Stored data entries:
******

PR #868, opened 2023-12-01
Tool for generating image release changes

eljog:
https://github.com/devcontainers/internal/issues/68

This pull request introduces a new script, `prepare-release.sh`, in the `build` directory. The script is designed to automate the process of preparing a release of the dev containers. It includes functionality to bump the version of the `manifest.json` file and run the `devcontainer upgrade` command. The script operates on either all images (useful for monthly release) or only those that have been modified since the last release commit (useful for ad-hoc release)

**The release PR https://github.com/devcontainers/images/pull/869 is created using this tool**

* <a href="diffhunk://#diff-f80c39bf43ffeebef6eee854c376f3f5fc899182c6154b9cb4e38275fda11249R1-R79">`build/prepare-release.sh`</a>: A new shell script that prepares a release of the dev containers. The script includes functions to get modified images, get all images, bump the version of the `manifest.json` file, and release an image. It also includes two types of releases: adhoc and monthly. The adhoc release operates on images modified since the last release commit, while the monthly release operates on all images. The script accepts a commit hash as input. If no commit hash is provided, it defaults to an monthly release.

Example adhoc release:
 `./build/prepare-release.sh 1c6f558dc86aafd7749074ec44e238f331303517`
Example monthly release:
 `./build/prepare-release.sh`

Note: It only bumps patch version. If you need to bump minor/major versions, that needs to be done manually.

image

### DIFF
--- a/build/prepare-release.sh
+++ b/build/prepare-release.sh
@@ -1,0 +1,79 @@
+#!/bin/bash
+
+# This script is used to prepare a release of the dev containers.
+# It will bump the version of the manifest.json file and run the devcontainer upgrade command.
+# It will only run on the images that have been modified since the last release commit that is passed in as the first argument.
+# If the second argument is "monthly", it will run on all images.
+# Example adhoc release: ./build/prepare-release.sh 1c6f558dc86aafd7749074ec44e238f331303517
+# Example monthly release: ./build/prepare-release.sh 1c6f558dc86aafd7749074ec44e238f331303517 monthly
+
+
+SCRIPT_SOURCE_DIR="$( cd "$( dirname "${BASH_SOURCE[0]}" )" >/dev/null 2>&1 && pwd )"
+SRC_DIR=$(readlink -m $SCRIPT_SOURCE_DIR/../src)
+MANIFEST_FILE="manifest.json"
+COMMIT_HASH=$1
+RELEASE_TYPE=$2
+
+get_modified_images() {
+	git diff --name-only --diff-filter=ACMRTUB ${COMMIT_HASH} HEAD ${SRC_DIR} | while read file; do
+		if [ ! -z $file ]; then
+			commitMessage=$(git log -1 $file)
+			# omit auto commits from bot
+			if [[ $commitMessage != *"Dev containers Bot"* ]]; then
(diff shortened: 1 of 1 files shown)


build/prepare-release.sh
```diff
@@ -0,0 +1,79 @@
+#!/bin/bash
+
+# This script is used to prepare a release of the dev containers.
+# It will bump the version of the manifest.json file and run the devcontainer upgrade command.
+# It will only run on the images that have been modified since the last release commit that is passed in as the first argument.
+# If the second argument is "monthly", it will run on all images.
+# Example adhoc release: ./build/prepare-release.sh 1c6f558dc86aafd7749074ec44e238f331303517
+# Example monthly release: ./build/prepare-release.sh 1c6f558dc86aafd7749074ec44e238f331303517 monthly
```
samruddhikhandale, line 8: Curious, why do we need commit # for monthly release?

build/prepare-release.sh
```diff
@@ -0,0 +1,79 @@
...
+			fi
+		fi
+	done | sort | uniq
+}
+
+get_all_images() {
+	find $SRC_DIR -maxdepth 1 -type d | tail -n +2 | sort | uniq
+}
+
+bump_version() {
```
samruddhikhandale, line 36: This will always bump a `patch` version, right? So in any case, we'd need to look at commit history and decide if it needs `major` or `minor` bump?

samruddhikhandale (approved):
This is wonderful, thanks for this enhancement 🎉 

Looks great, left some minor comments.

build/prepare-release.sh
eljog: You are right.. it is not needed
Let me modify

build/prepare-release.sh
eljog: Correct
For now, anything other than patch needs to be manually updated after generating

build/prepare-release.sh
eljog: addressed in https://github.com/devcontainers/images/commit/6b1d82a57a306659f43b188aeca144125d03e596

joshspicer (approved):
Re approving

******

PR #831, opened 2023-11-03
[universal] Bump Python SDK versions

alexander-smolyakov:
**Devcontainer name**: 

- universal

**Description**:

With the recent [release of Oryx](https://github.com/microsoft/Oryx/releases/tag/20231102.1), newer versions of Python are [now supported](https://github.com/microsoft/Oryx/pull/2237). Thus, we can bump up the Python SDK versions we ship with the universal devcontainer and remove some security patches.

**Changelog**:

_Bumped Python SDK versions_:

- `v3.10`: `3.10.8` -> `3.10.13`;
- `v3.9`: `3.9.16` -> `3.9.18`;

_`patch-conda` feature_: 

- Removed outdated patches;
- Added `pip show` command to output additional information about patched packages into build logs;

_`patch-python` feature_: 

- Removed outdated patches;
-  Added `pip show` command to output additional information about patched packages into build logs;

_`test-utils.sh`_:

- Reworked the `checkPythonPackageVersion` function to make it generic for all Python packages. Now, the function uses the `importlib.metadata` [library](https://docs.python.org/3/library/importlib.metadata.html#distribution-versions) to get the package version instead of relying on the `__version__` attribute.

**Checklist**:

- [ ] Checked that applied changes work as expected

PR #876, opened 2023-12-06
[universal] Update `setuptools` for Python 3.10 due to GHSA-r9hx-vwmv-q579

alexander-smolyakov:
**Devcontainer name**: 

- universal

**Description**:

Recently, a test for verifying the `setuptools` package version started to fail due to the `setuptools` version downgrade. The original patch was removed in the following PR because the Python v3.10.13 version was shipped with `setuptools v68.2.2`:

******

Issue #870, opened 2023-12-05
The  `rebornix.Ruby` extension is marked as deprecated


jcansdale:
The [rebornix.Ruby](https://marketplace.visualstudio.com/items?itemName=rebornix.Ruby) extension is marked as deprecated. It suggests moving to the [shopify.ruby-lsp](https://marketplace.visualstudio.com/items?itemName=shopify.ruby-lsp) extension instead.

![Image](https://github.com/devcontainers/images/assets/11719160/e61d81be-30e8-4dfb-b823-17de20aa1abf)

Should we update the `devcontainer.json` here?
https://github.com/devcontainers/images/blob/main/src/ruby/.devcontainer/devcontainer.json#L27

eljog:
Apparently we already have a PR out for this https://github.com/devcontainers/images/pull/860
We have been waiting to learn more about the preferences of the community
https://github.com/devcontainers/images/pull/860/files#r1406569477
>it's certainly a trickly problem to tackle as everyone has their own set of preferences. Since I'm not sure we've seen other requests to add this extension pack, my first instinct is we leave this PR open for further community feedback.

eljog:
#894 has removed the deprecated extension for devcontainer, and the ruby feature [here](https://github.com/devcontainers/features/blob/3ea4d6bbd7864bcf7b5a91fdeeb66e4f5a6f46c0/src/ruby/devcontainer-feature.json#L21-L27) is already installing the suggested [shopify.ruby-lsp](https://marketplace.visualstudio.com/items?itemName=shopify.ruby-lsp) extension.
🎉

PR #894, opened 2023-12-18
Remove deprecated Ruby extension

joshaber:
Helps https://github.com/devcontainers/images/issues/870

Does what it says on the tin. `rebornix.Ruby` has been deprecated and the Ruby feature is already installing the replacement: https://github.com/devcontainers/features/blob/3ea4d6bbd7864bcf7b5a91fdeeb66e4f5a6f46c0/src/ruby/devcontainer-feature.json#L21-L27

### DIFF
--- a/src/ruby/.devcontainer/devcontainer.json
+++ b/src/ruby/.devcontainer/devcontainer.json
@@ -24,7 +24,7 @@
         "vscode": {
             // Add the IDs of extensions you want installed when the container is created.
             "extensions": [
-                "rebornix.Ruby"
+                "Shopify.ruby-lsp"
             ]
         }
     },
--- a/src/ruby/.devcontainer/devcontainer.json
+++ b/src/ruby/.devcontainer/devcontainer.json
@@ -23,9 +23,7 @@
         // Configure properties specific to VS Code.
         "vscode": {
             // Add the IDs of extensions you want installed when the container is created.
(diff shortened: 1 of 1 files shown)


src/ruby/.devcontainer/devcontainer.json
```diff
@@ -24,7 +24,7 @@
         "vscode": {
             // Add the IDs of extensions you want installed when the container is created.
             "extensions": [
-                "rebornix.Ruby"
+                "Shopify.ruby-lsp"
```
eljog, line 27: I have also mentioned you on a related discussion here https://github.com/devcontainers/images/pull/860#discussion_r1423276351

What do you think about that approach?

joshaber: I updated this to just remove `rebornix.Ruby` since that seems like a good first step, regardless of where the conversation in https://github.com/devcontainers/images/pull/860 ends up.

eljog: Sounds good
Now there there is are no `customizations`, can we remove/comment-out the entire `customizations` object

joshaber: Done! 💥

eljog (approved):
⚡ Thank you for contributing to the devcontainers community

******

An exact, complete copy of the lines above from the one with "PR #868, opened 2023-12-01" through the one with "https://github.com/devcontainers/internal/issues/68" is the whole answer.

PR #868, opened 2023-12-01
Tool for generating image release changes

eljog:
https://github.com/devcontainers/internal/issues/68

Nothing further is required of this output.